PR #2791, opened 2025-12-05
fix(net): fallback multicast join without adapters

Skyline-23:
This pull request improves network interface detection and multicast socket setup for sandboxed platforms where
  ifaddr may return no adapters. When adapters are present, behavior is unchanged. The fallback uses a dummy UDP
  connect (no traffic sent) solely to learn the default local IPv4.

  ### Network interface detection improvements

  - get_private_addresses now probes the default IPv4 via a dummy UDP connect when no adapters are reported, keeping
    loopback filtering rules.

  ### Multicast socket setup enhancements

  - mcast_socket falls back to the probed default IPv4 for IP_MULTICAST_IF/IP_ADD_MEMBERSHIP, with a final 0.0.0.0
    membership attempt if probing fails.
  - Binding remains "", avoiding port conflicts while only multicast membership targets the detected address.


pyatv/support/net.py
```diff
@@ -47,6 +47,26 @@ def mcast_socket(address: Optional[str], port: int = 0) -> socket.socket:
         with suppress(OSError):
             membership = socket.inet_aton("224.0.0.251") + socket.inet_aton(address)
             sock.setsockopt(socket.IPPROTO_IP, socket.IP_ADD_MEMBERSHIP, membership)
+    else:
+        # Fallback for sandboxed platforms where ifaddr finds no adapters:
+        # detect default IPv4 via a dummy UDP connect and use it for multicast join.
+        try:
+            with socket.socket(socket.AF_INET, socket.SOCK_DGRAM) as probe:
+                probe.connect(("8.8.8.8", 80))
```
postlund: Can we accomplish this without hardcoding a public IP address? Using pyatv should not require access to Internet.

Skyline-23:
Applied fix to avoid public IP for route probe; pushed commit ae6e10e2 to Skyline-23:master.

PR #2834, opened 2026-03-17
Reverse-engineered MRP protobuf definitions from Apple shared libraries

JarekToro:
### Context

While reverse-engineering Apple's shared frameworks (MediaRemote.framework
and related libraries on macOS/iOS) via Ghidra, I reconstructed a much
larger set of MRP protobuf schemas than what currently exists in pyatv.
The RE work was done as part of building [bunatv](https://github.com/JarekToro/bunatv).

pyatv's thorough work and documentation were invaluable to me, so I wanted to share everything I found back with the
project. This PR isn't meant to be merged as-is, these definitions are
yours to use however makes sense, whether that's cherry-picking specific
messages, using them as reference, or adapting the structure.

While I can attest that within the latest apple shared libs  _every_ proto message here has specific read and write functions for converting to and from protobuf and native classes,  **I don't know** how various messages are meant to be used, and if they are all meant for apple Tvs, and if they are supported by all devices. 

If this proves useful, I've also started applying the same RE approach to the Companion protocol,
though it's slower going, the relevant code is spread across significantly
more shared libraries than MRP. Happy to share those findings too
as they come together.

> AI tools were used during the decompilation process. I've cleaned up the
> output, but there may be a few residual comments from that process that
> are specific to the decompilation context rather than generally useful.


kristofferR:
Damn, this is cool!

snoslicer8:
Noting here that I have a gen 3 Apple TV 4K on tvOS 26.5 where FetchAttentionState gets no response, while a gen 2 on the same tvOS works fine. If it helps your RE efforts.

PR #2846, opened 2026-04-25
Fix compatibility with latest AirPlay

jlacivita:
## Summary
- Fixed `play_url` to work with the latest AirPlay protocol changes

## Test plan
- [ ] Manually tested `play_url` against AppleTV and Samsung Frame 2025

### DIFF
--- a/base_versions.txt
+++ b/base_versions.txt
@@ -1,4 +1,5 @@
 aiohttp==3.8.3,<5
+biplist==1.0.3
 async-timeout==4.0.2;python_version<'3.11'
 cryptography==44.0.1
 chacha20poly1305-reuseable==0.13.2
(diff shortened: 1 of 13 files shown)


robkochman:
I reworked this approach against current `master` and published the result at
[`robkochman:codex/play-url-tvos26`](https://github.com/robkochman/pyatv/tree/codex/play-url-tvos26),
commit [`8144c77c`](https://github.com/robkochman/pyatv/commit/8144c77c).

The revised implementation keeps the modern `/command` queue flow while:

- using stream-specific identifiers and headers;
- driving playback completion from event-channel state transitions;
- waiting for a real startup transition instead of treating the first state as success;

■ Exercise aim ■
Restate word for word only the lines above from the line containing "The RE work" to the line containing "While I can", both of them included.

■ Result for this exercise ■
The RE work was done as part of building [bunatv](https://github.com/JarekToro/bunatv).

pyatv's thorough work and documentation were invaluable to me, so I wanted to share everything I found back with the
project. This PR isn't meant to be merged as-is, these definitions are
yours to use however makes sense, whether that's cherry-picking specific
messages, using them as reference, or adapting the structure.

While I can attest that within the latest apple shared libs  _every_ proto message here has specific read and write functions for converting to and from protobuf and native classes,  **I don't know** how various messages are meant to be used, and if they are all meant for apple Tvs, and if they are supported by all devices. 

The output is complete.